After several handloads and factory loads were tried, Nosler ammunition loaded with the 140-grain Ballistic Tip emerged as the most accurate, with three-shot groups averaging 0.52 inch at 100 yards and 2.23 inches at 300 yards. Velocity from the 24-inch barrel averaged 2,816 fps. Zeroed 3 inches high at 100 yards, bullet impact at 300 yards was 5 inches below point of aim and 15 inches low at 400 yards. Residual energy at the longer distance was around 1,350 ft-lbs. My handload with that bullet was about as accurate at 100 yards, but for reasons I have yet to figure out, the average group size was considerably larger at 300 yards.
The 7mm-08 is often thought of as best suited for use on deer, and for the most part, that’s how I have used it through the years. But when loaded with the right bullet and used at ethical distances, it will handle larger game with aplomb. An Alaskan guide I once hunted with has used a rifle in 7mm-08 to bump off more moose than most of us will ever see. His favorite handload with the Nosler 175-grain Partition is included in the accuracy chart except he uses regular H4831, and I chose the Short Cut version for its higher density. While hunting elk in Utah with a friend, I watched him bag a magnificent bull at just over 300 yards. His handload pushed the Swift 140-grain A-Frame along at 2,800 fps.
Some First-Rate Powders for the 7mm-08
There is an abundance of suitable powders for use in 7mm-08 handloads. For many years H414 was my favorite behind 120-, 130-, and 140-grain bullets, and it along with W760, which is the same powder with a different name, now share the top slot on my preference list. As more modern powders go, CFE 223 is equally good with bullets of those weights. H4350, IMR 4350, and IMR 4451 also work fine, although charge compression is quite heavy, so they are better matched up with heavier bullets. When loading those weighing 160 and 175 grains, Hybrid 100V, Reloder 19, Hunter, VihtaVuori N160, and good old faithful H4831 are hard to beat. Spherical powders are more difficult to ignite than stick powders, and the colder the temperature is during a hunt, the more stubborn they become. Switching to a magnum primer in loads for cold-weather hunting is a good idea.

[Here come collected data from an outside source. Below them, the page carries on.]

PR #1209, opened 2020-11-04
Apply lane visibility rules to the top-level WorkList

leonardr:
This fixes a problem I found doing QA of https://jira.nypl.org/browse/SIMPLY-3125: the lane visibility rules are not applied to the top-level WorkList, because it's not a Lane.

This poses a small problem: all authenticated patrons can see the top-level WorkList, but a patron with a root lane should not be able to see it.

This branch does more work than is strictly necessary to solve this problem because I introduced a new type of WorkList -- TopLevelWorkList -- that interacts with Lane, and I wanted to make sure that a TopLevelWorkList appears to be an ancestor of every Lane in the same Library.

I'm concerned about deploying this change to production because the currently deployed https://catalog.openebooks.us/ seems to depend on the top-level grouped feed being accessible to all authenticated users. My original idea was to make that feed redirect when appropriate (like the IndexController does) rather than deny access. This implementation turned out to be much easier, but if we want to deploy to Open eBooks production before updating the web catalog, I should probably take another look at the redirect idea.

### DIFF
--- a/lane.py
+++ b/lane.py
@@ -1492,7 +1492,7 @@ class WorkList(object):
     def is_self_or_descendant(self, ancestor):
         """Is this WorkList the given WorkList or one of its descendants?
 
-        :param target: A WorkList.
+        :param ancestor: A WorkList.
         :return: A boolean.
         """
         for candidate in [self] + list(self.parentage):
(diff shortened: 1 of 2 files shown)


EdwinGuzman (approved):
Looks good but the PR test is falling. Looks like it may just need to be retriggered?

PR #1211, opened 2020-11-05
Add an availability facet 'not_now' which finds only books that are _not_ currently available.

leonardr:
This is the core portion of https://jira.nypl.org/browse/SIMPLY-3236. It adds a new availability facet which finds books that are not currently available. This facet cannot be configured for use in normal sites, or used in normal `Facets` objects, because patrons don't want to search only books that are not currently available. Instead, the `JackpotFacets` class defined in https://github.com/NYPL-Simplified/circulation/pull/1521 allows it as a possibility.

### DIFF
--- a/lane.py
+++ b/lane.py
@@ -672,18 +672,27 @@ class Facets(FacetsWithEntryPoint):
         # Apply any superclass criteria
         qu = super(Facets, self).modify_database_query(_db, qu)
 
+        available_now = or_(
+            LicensePool.open_access == True,
+            LicensePool.self_hosted == True,
+            LicensePool.licenses_available > 0
+        )
+
         if self.availability == self.AVAILABLE_NOW:
-            availability_clause = or_(
-                LicensePool.open_access == True,
-                LicensePool.licenses_available > 0
-            )
+            availability_clause = available_now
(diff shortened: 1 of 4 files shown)


lane.py
```diff
@@ -672,18 +672,27 @@ def modify_database_query(self, _db, qu):
         # Apply any superclass criteria
         qu = super(Facets, self).modify_database_query(_db, qu)
 
+        available_now = or_(
+            LicensePool.open_access == True,
+            LicensePool.self_hosted == True,
```
EdwinGuzman, line 677: What does it mean to be "self_hosted" and that it's "available now"?

EdwinGuzman (approved):
This looks good but just a minor question .

lane.py
leonardr: `self_hosted` books are books that are not open access, but were uploaded to a content server under the control of the library and are available without restriction to authenticated patrons. Right now that means they were uploaded to an LCP server and made available through an LCP collection.

This comes out of Viacheslav's work on LCP. As part of that work he changed a number of places where we assumed a book was "available" only because it's open access or because there are a certain number of licenses owned. This is a place that we missed originally.

PR #1214, opened 2020-11-08
Make default audience a configurable setting for collection

vbessonov:
## Description

This PR makes default audience a configurable setting for collections.

## Motivation and Context

[SIMPLY-2610](https://jira.nypl.org/browse/SIMPLY-2610)

## Checklist:

### DIFF
--- a/model/work.py
+++ b/model/work.py
@@ -85,6 +85,7 @@ class WorkGenre(Base):
     def __repr__(self):
         return "%s (%d%%)" % (self.genre.name, self.affinity*100)
 
+
 class Work(Base):
     APPEALS_URI = "http://librarysimplified.org/terms/appeals/"
 
@@ -874,6 +875,17 @@ class Work(Base):
         )
         return changed
 
+    def _get_default_audience(self):
+        """Return the default audience.
+
+        :return: Default audience
+        :rtype: Optional[str]
+        """
+        for license_pool in self.license_pools:
+            if license_pool.collection.default_audience:
+                return license_pool.collection.default_audience
+
+        return None
 
     def calculate_presentation(
         self, policy=None, search_index_client=None, exclude_search=False,
@@ -889,6 +901,8 @@ class Work(Base):
         * The best available summary for the work.
         * The overall popularity of the work.
         """
+        if not default_audience:
+            default_audience = self._get_default_audience()
 
         # Gather information up front so we can see if anything
         # actually changed.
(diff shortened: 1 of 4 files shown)


vbessonov:
@leonardr, what kind of values can be set in this configuration setting? Will it be a string or a list of strings?

model/work.py
```diff
@@ -874,6 +875,17 @@ def calculate_presentation_edition(self, policy=None):
...
 
+    def _get_default_audience(self):
+        """Return the default audience.
+
+        :return: Default audience
+        :rtype: Optional[str]
+        """
+        for license_pool in self.license_pools:
+            if license_pool.collection.default_audience:
+                return license_pool.collection.default_audience
```
leonardr, line 886: Since there can be multiple LicensePools for the same work from different collections, this will choose one at random. I was picturing a solution that went into `Metadata.apply` and added some extra information to the Identifier while we know which data source we're talking about. But that doesn't actually remove the random element; it just creates multiple pieces of (potentially conflicting) evidence which the classifier needs to sort out later.

So I'm OK with this solution overall. I don't think the random element will come up in a real case.

leonardr (approved):

leonardr:
> @leonardr, what kind of values can be set in this configuration setting? Will it be a string or a list of strings?

It will be a single optional value. The list of possible values is found in core.classifier.Classifier.AUDIENCES, and leaving the value blank ("No default audience") should be the default choice.

The configuration for this setting would probably go into OPDSImporter.BASE_SETTINGS so it will be a configuration option for both OPDS1 and OPDS2. You might also want it in ODL imports -- in that case store the configuration as a constant somewhere and include it from OPDSImporter and ODLAPI.

leonardr (changes requested):
Un-doing my approval since the configuration for this setting still needs to be added to the API classes.

vbessonov:
@leonardr, I added the configuration setting to `OPDSImporter`

tests/models/test_work.py
```diff
@@ -399,6 +399,25 @@ def test_calculate_presentation_sets_presentation_ready_based_on_content(self):
         work.calculate_presentation()
         eq_(True, work.presentation_ready)
 
+    def test_calculate_presentation_uses_default_audience_set_as_collection_setting(self):
+        default_audience = u"Audience"
```
leonardr: One more change: use a real audience here, like Classifier.AUDIENCE_ADULT. Eventually I'd like to make `Work.audience` an enumerated type and I'd rather not have tests where it's set to out-of-band strings.

leonardr (approved):

PR #1218, opened 2020-11-17
Make sure 'available' and 'licensed' are always booleans when turning a Work into a search document

leonardr:
I was not able to reproduce this problem in a unit test scenario, but it was easy to reproduce against NYPL's QA server while doing QA on https://jira.nypl.org/browse/SIMPLY-3236. The only thing I can think of is that it might depend on which version of Postgres you're running.

The problem happens when a book is not available through a given LicensePool: in this case Work.to_search_document gives "null" instead of "false" for "licensepools.availability". Previously this wasn't a problem because we only ever looked for books that were available -- i.e. had a "true" value for licensepools.availability. Thanks to 3236, we now look for books that are _not_ available, and Elasticsearch doesn't treat "null" as a "false" value -- it doesn't seem possible to filter on a null value at all.

This branch changes the SQL so that we are always guaranteed to get either True or False for 'availability' and 'licensed'. I believe there is a "falsey" value being returned in some cases which SQLAlchemy turns into null instead of False. But I don't know when this value is being returned as opposed to False.

### DIFF
--- a/migration/20201117-remove-all-search-coverage.sql
+++ b/migration/20201117-remove-all-search-coverage.sql
@@ -1,0 +1,3 @@
+-- Remove all WorkCoverageRecords pertaining to the search index. This
+-- will force a complete reindex on the next run of bin/search_index_refresh.
+delete from workcoveragerecords where operation='update-search-index';
--- a/model/work.py
+++ b/model/work.py
@@ -1545,6 +1545,13 @@ class Work(Base):
         # The work quality field is stored in the main document, but
         # it's also stored here, so that we can apply a nested filter
         # that combines quality with other fields found only in the subdocument.
+
+        def explicit_bool(label, t):
+            # Ensure we always generate True/False instead of
+            # True/None. Elasticsearch can't filter on null values.
+            return t.label(label)
+            return case([(t, True)], else_=False).label(label)
+
         licensepools = select(
             [
                 LicensePool.id.label('licensepool_id'),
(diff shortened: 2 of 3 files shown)


tests/models/test_work.py
```diff
@@ -1117,7 +1117,9 @@ def assert_time_match(python, postgres):
             eq_(pool.suppressed, match['suppressed'])
             eq_(pool.data_source_id, match['data_source_id'])
 
+            assert isinstance(match['available'], bool)
             eq_(pool.licenses_available > 0, match['available'])
+            assert isinstance(match['licensed'], bool)
```
leonardr, line 1122: These assertions don't fail even when the bug is present, but I figured it can't hurt to add them.

migration/20201117-remove-all-search-coverage.sql
```diff
@@ -0,0 +1,3 @@
+-- Remove all WorkCoverageRecords pertaining to the search index. This
+-- will force a complete reindex on the next run of bin/search_index_refresh.
+delete from workcoveragerecords where operation='update-search-index';
```
EdwinGuzman, line 3: Why does this need a reindex?

model/work.py
```diff
@@ -1545,23 +1545,37 @@ def query_to_json_array(query):
         # The work quality field is stored in the main document, but
         # it's also stored here, so that we can apply a nested filter
         # that combines quality with other fields found only in the subdocument.
+
+        def explicit_bool(label, t):
+            # Ensure we always generate True/False instead of
+            # True/None. Elasticsearch can't filter on null values.
+            return t.label(label)
+            return case([(t, True)], else_=False).label(label)
```
EdwinGuzman, line 1552: You're not getting to line 1553 because of the return statement in the previous line.

leonardr: Ugh, that's my test code trying to reproduce the error. It needs to go.

migration/20201117-remove-all-search-coverage.sql
leonardr: There's a bunch of books in the index that have been indexed with available=null instead of available=false. (Not _all_ books, but a lot of them.) Reindexing them with the new code will make the same books indexed with available=false.

EdwinGuzman (approved):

Before leaving the subject of powders, I must point out that discrepancies in various reloading manuals for maximum loads of H414 in the 7mm-08 remind us of the importance of beginning with a recommended start load and carefully working toward maximum. The Hodgdon Annual Manual has maximums of 46.0 grains for a 140-grain bullet and 46.5 grains for a 150-grain bullet. That’s not a misprint—half a grain more powder for a bullet weighing an additional 10 grains. Maximums in the Hornady manual are 49.9 grains for various 139-grain bullets and 48.3 grains for those weighing 154 grains. That’s almost four grains more for a 139-grain bullet than Hodgdon shows for a bullet weighing only one grain more. Nosler shows 46.0 grains as maximum for 140- and 150-grain bullets. So who is right? They all are for their lots of components in their pressure barrels and under their ambient conditions.
Any way you look at it, the 7mm-08 is a great little cartridge. It delivers excellent accuracy from an accurate rifle and generates all the power most hunters need for most of the hunting they do. There are too many factory loads to count, and those who are sensitive to recoil find it quite comfortable to shoot. Handloaders love it because it loves many different powders and is quite stingy about using them. There are more glamorous big-game cartridges on both sides of its performance range but the 7mm-08 has been handling many jobs quite well for the past 35 hunting seasons and will continue doing so for many years to come.